━━ Task input

PR #853, opened 2026-09-03
fix(ingestion): four fidelity papercuts between what a file shows and what we read

### LINKED ISSUE #812: Ingestion fidelity papercuts
- `clean_markdown_nans` does a blind `cleaned.replace("NaN", "")` (`document_readers.py:45`) — corrupts legitimate strings containing "NaN" (a PI surname, "NaNoparticle").
- Plain-text branch uses bare `encoding="utf-8"` with no fallback (`:965-967`) while `_read_text_with_fallback` (`:575-584`) exists in the same file and is used only by the CSV viewer — so a cp1252 CSV *fails* while an unidentifiable binary *succeeds*.
- XLSX discards all number formatting (`_stringify_cell_value`, `:236-254`) — `$150,000` vs `150000` indistinguishable; a fringe rate stored as `0.475` renders `0.475`, not `47.5%`.
- XLSX merged headers listed as text (`:403-405`), not unmerged into the grid — a merged "TOTAL DIRECT COSTS" spanning B2:E2 lands in one cell with the rest blank.
- `reap_stuck_documents` matches `processing: False` (`document_tasks.py:1050`), so a document whose worker was killed mid-extraction — stuck at `processing: True, task_status: "extracting"` — is exactly the case it cannot reap.
- `pdf_page_count` returns `0` on error (`:723-725`), disabling `sparse_text` detection entirely for that document (`extraction_quality.py:49-51` returns `None` when `num_pages` is 0).

ViaJables:
Closes #812.

Five of the grab-bag, plus a docstring correction. Each is independent; grouped because they're all the same shape — the file shows one thing, the model reads another.

1. **XLSX percent formats** — Excel stores 47.5% as `0.475` and carries the `%` in the cell's display format, which extraction dropped: a fringe rate reached the model two orders of magnitude off. Percent cells now render as the sheet shows them. Currency and thousands separators are **deliberately not** reconstructed — `$150,000` and `150000` are the same quantity, and the bare number stays machine-readable.
2. **XLSX merged ranges** are spread across the cells they cover, so a "TOTAL DIRECT COSTS" merged over B2:E2 no longer leaves the columns beneath it unlabelled. The merge list in the extras is unchanged.
3. **`clean_markdown_nans`** only blanks cells that are *exactly* NaN. The blind `str.replace("NaN", "")` corrupted any word containing those letters — a PI's surname, "NaNoparticle".
4. **`DataExportNode`** ships non-tabular input as `.txt` with a warning naming the fix, instead of a prose blob labelled `.csv` that Excel opens without complaint.
5. **`reap_stuck_documents`** no longer requires `processing: false`, which excluded exactly the population it exists to rescue — a worker killed mid-extraction leaves that flag set forever. It now also matches in-progress documents whose `updated_at` predates twice the Celery hard time limit. The cutoff is deliberately built with a **naive** clock to match how `updated_at` is written; an aware UTC cutoff would skew by the server's offset and over-reap healthy in-flight documents on any host west of UTC.

Also: `pdf_page_count`'s `0`-on-error now says in its docstring and its log line that it means *unknown* and disables sparse-text detection for that document.

**Not in this PR:** the plain-text encoding papercut (bare `utf-8` open while `_read_text_with_fallback` sat unused in the same file) — already fixed by the latin-1 gate work in #828, which routed every plain-text read through one gated reader.

**Testing:** 7 new tests — NaN-only blanking with real words preserved, percent scaling (and pass-through for currency/non-numbers/bools), merged-header spanning through a real openpyxl workbook, the reaper's query shape plus a cutoff-vs-time-limit assertion, and Data Export's txt-with-warning / csv-unchanged split. 6 of 7 verified red against unfixed code. Full backend suite: 4456 passed, 0 failed. Ruff clean.

https://claude.ai/code/session_01CtRYNNEdrq6SPyPt8PjH1v


ViaJables:
Updated after review — three of my own fixes were wrong, two of them worse than the papercut:

- **Merged spreading applied to value cells.** A total of 485,000 merged across B10:E10 rendered four times; a model summing the row reads 1,940,000. Now only non-numeric anchors (labels) are spread — the case this was for — with a test pinning that a merged number appears exactly once.
- **The percent scale fired on literal percent signs.** `0"%"` and `0.0" %"` are cells that already hold 47.5, so they were being multiplied to 4750% — the same 100x error, backwards. Quoted and escaped `%` are excluded now, and the render carries 10 decimals instead of 4 (1e-7 was collapsing to "0%").
- **The `reap_stuck_documents` change is reverted.** It couldn't reach its target population (`raw_text` is blanked at extraction start, so the untouched `raw_text` guard still excluded stuck documents) and `updated_at` never advances, so the staleness cutoff was really age-since-upload. Details and what it actually needs are on #812, which stays open for that piece.

Title and changelog now say four, not five.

━━━━

**What you have to do:** Where does the word "across" show up in the material? Copy out each line that has it.

**Reply:**
2. **XLSX merged ranges** are spread across the cells they cover, so a "TOTAL DIRECT COSTS" merged over B2:E2 no longer leaves the columns beneath it unlabelled. The merge list in the extras is unchanged.
- **Merged spreading applied to value cells.** A total of 485,000 merged across B10:E10 rendered four times; a model summing the row reads 1,940,000. Now only non-numeric anchors (labels) are spread — the case this was for — with a test pinning that a merged number appears exactly once.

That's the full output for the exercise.